§ **Work instruction**
Gather each line in the entries that includes the string "event".

§ **Data for processing**
============================================================
PR #235, opened 2015-10-30
Implementing CooldownData

Rain336:
Implementation of `SpongeCooldownData`.

Implementation of `ImmutableSpongeCooldownData`

Implementation of the `CooldownValueProcessor`

Registration:
- [x] Registered the `Key` correctly by `COOLDOWN` in the `KeyRegistry`

Test Plugin code:
```java
@Plugin(id = "CodeTester", name = "CodeTester", version = "1.0.0")
public class CodeTester {

    @Listener
    public void onPlayerInteractBlock(InteractBlockEvent event) {
        Optional<Player> optional = event.getCause().first(Player.class);
        if (optional.isPresent()) {
            Player player = optional.get();
            if (player.getItemInHand().isPresent()) {
                ItemStack item = player.getItemInHand().get();
                Hopper hopper = (Hopper) event.getTargetBlock().getLocation().get().getTileEntity().get();
                if (item.getItem() == ItemTypes.STICK) {
                    player.sendMessage(Texts.of("HopperTransferCooldown: ", hopper.get(Keys.COOLDOWN).get()));
                }
                if (item.getItem() == ItemTypes.BLAZE_ROD) {
                    hopper.offer(Keys.COOLDOWN, 100);
                }
            }
        }
    }
}
```


src/main/java/org/spongepowered/common/data/manipulator/immutable/ImmutableSpongeCooldownData.java
```diff
@@ -0,0 +1,68 @@
...
+    }
+
+    @Override
+    public CooldownData asMutable() {
+        return new SpongeCooldownData(this.getValue());
+    }
+
+    @Override
+    public ImmutableValue<Integer> cooldown() {
+        return ImmutableSpongeValue.cachedOf(Keys.COOLDOWN, -1, this.getValue());
```
ZephireNZ: Please make this a final field

gabizou:
So, a couple of things about your test plugins:
- Your test plugin is very buggy and easily throws exceptions in many places unless you know exactly what is going on.
- You don't check any optionals, resulting in assumptions and exceptions
- You aren't testing everything as asked
  - Manipulators aren't being retrieved, you're just interacting with values directly
  - Serialization and deserialization isn't being tested.

Aside from that, I've tested it enough to know that it works, but that's only because I know the underlying code well enough, but seriously, you should consider your test code design as all corner cases should be considered.

PR #240, opened 2015-11-01
Make dirty signs update

clienthax:


Kiskae:
There is probably also a missing mark dirty @ https://github.com/clienthax/SpongeCommon/blob/patch-2/src/main/java/org/spongepowered/common/data/processor/value/tileentity/SignLinesValueProcessor.java#L97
============================================================
§ **Worked solution**
    public void onPlayerInteractBlock(InteractBlockEvent event) {
        Optional<Player> optional = event.getCause().first(Player.class);
                Hopper hopper = (Hopper) event.getTargetBlock().getLocation().get().getTileEntity().get();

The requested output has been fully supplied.